[Data in this exercise]
PR #435, opened 2025-01-28
Add --remap argument to launch command

JoLichtenfeld:
This adds the option to specify remapping rules for launch files in the launch command.

Example: ros2 launch <pkg> <launch_file> --remap topic1:=new1 --remap topic2:=new2

### DIFF
--- a/ros2launch/ros2launch/command/launch.py
+++ b/ros2launch/ros2launch/command/launch.py
@@ -104,7 +104,7 @@ class LaunchCommand(CommandExtension):
         )
         parser.add_argument(
             '-r', '--remap', action='append', dest='remap_rules',
-            help=("Topics remapping rules, in the 'from:=to' form")
+            help=("Remapping rules, in the 'from:=to' form")
         )
         arg = parser.add_argument(
             'package_name',
--- a/ros2launch/ros2launch/command/launch.py
+++ b/ros2launch/ros2launch/command/launch.py
@@ -102,6 +102,10 @@ class LaunchCommand(CommandExtension):
             help=('Regex pattern for filtering which executables the --launch-prefix is applied '
                   'to by matching the executable name.')
         )
+        parser.add_argument(
+            '-r', '--remap', action='append', dest='remap_rules',
+            help=("Topics remapping rules, in the 'from:=to' form")
+        )
         arg = parser.add_argument(
             'package_name',
             help='Name of the ROS package which contains the launch file')
@@ -175,5 +179,6 @@ class LaunchCommand(CommandExtension):
                 noninteractive=args.noninteractive,
                 args=args,
                 option_extensions=self._option_extensions,
-                debug=args.debug
+                debug=args.debug,
+                remap_rules=args.remap_rules
             )
--- a/launch_ros/test/test_cli_remap.py
+++ b/launch_ros/test/test_cli_remap.py
@@ -28,20 +28,24 @@ class TestRemapArgument(unittest.TestCase):
         launch_proc_remapped = None
         try:
             # Start the talker_listener launch file with remapping
+            # Note: Using shell=True to allow sourcing the setup file.
+            # Ensure ROS_DISTRO is set in the environment where this test runs.
+            command_str = (
+                'source /opt/ros/$ROS_DISTRO/setup.bash && '
+                'ros2 launch demo_nodes_cpp talker_listener_launch.py '
+                '--remap /chatter:=/chatter_remapped'
+            )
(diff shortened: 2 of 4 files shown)


ros2launch/ros2launch/command/launch.py
```diff
@@ -102,6 +102,10 @@ def add_arguments(self, parser, cli_name):
             help=('Regex pattern for filtering which executables the --launch-prefix is applied '
                   'to by matching the executable name.')
         )
+        parser.add_argument(
+            '-r', '--remap', action='append', dest='remap_rules',
+            help=("Topics remapping rules, in the 'from:=to' form")
```
fujitatomoya: I am still learning the ROS 2 launch subsystem, but this does not seem to only applied to topics but also services and actions (https://github.com/ros2/rcl/pull/1170 merged in rolling recently).

fujitatomoya (commented):
i believe that would be really nice to have the ros2launch test aligns with this enhancement.

ros2launch/ros2launch/command/launch.py
JoLichtenfeld: That's right, services can be remapped, too, and since [ros2/rcl#1170](https://github.com/ros2/rcl/pull/1170) also topics. I will rephrase the help string.

fujitatomoya:
@JoLichtenfeld could you consider if we can add the test case for this?

JoLichtenfeld:
I will come up with a test case as soon as I find the time for it.

kramer-sim:
@fujitatomoya Hi, in which directory should the test be placed? Do you want that we write the test cases in /ros2launch/test?
Should it be similar to the test cases in [https://github.com/ros2/ros2cli/blob/f5e5a798d57c437410452f2b106f115d3a42c7a2/ros2cli/test/test_ros2cli_direct.py#L45C1-L48C34](ros2cli) or do you want to actually start a launch file on the command line and check whether the remapping works? 
You can find an example of that below:
```python
    def test_remap_argument(self):
        """Test that the --remap argument correctly remaps topics."""

        try:
            # Start the talker_listener launch file with remapping
            launch_proc_remapped = subprocess.Popen(
                ['ros2', 'launch', 'demo_nodes_cpp', 'talker_listener_launch.py', 
                 '--remap', '/chatter:=/chatter_remapped'],
                stdout=subprocess.PIPE,
                stderr=subprocess.PIPE
            )

            # Run ros2 topic list to get the remapped topics
            result = subprocess.run(['ros2', 'topic', 'list'], 
                                  stdout=subprocess.PIPE, 
                                  stderr=subprocess.PIPE, 
                                  text=True, 
                                  check=True)
            remapped_topics = result.stdout.strip().split('\n')

            # Verify /chatter is NOT in the list
            self.assertNotIn('/chatter', remapped_topics, 
                           f"Did not expect to find /chatter after remapping. Topics: {remapped_topics}")

            # Verify /chatter_remapped IS in the list
            self.assertIn('/chatter_remapped', remapped_topics, 
                        f"Expected to find /chatter_remapped after remapping. Topics: {remapped_topics}")

        finally:
            # Clean up
            if 'launch_proc_remapped' in locals():
                launch_proc_remapped.terminate()
                try:
                    launch_proc_remapped.wait(timeout=5)
                except subprocess.TimeoutExpired:
                    launch_proc_remapped.kill()
                    launch_proc_remapped.wait()


if __name__ == '__main__':
    unittest.main()
 ```

**Comment by fujitatomoya** [comment]
> do you want to actually start a launch file on the command line and check whether the remapping works?

probably this one? because it actually verifies that this arguments work with `launch`.
https://github.com/ros2/launch_ros/tree/rolling/ros2launch/test is suitable place to put the test codes for `ros2launch`.

**Comment by kramer-sim** [comment]
@fujitatomoya It appears that the test environment is missing the ROS 2 CLI extensions that provide the `topic` command. Only a limited set of commands are available, see this error message:
```
test/test_cli_remap.py:55: in test_remap_argument
    self.fail(f"'ros2 topic list' command failed with error: {result.stderr}")
E   AssertionError: 'ros2 topic list' command failed with error: usage: ros2 [-h] [--use-python-default-buffering]
E               Call `ros2 <command> -h` for more detailed usage. ...
E   ros2: error: argument Call `ros2 <command> -h` for more detailed usage.: invalid choice: 'topic' (choose from 'daemon', 'extension_points', 'extensions', 'pkg')
```
Do you have any recommendations how to proceed?

fujitatomoya:
@Mergifyio rebase

fujitatomoya:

[Problem details] Every line above that has the string "stderr" needs to be copied.

[Exercise response]
                stderr=subprocess.PIPE
                                  stderr=subprocess.PIPE, 
    self.fail(f"'ros2 topic list' command failed with error: {result.stderr}")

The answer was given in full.